The arguments of the Left considered here are seen from a non-personal point of view. That is, we have to try more to follow their consistency than to detect their inconsistency. They are simply the unfolding of the principles or ideas which serve only as departure points of several lines of reasoning. To the extent that the personal element is the basic factor responsible for the inconsistencies in the arguments, it must be disregarded. Even the materialist ideology has a basic right to claim consistency.



The word ‘change’
In these essays we’ll attempt to evaluate mainly the sort of intellectual who wants primarily not to understand but to change the world. So by implication, the opposite type, the conservative one, would also be dealt with. Yet this reservation seem to exclude a good potion of the term, the ‘neutral’ ones, so to speak, from the consideration, but only as long as we are ready to concede that there may be intellectuals who have no interest in ethics, morality and aesthetics.

The reality is process. The world changes every moment. So the term ‘change’ which is underscored in the ideological attitude can not be taken in this its common meaning. Moreover, it is a fact that no reasonable person in the world is ready to accept the reality as it is without changing anything in it. Therefore the ideological usage of the word must have a content which would be different from the latter usage too. That special meaning given the term by the ideology involves nothing less than a total transformation of social reality. It means to alter the world systematically. It is a moral, social and political matter. And it needs equally dramatic justification.

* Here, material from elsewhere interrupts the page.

PR #3655, opened 2021-08-17
Accept PVF code hashes in validation host

### LINKED ISSUE #2866: PVF validation host: pull not push PVFs
Currently candidate validation pushes PVF preimages to the candidate validation host. This is non-ideal, because PVF validation host caches compiled PVFs and does not need the original code blobs.

To fix this we should update PVF validation host so that it accepts not only raw PVFs but also PVF code hashes. In case of a cache miss, the PVF validation host should request the validation code preimage from candidate-validation.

  1. The transformation may be in harmony with the essential development of the human race.
  2. Or, it may be an external, artificial one imposed over humanity in total disagreement with the human nature.
Philosophy is, in contrast to ideology, concerned with the understanding of the reality. It is a speculative science which accepts the truth, the whole truth, as its subject-matter. The critical thing with the philosophy is the fact that its ideal content is at the same time the true form of the consciousness. The pertinent question therefore is: Might it be possible for the human mind to dismiss the truth?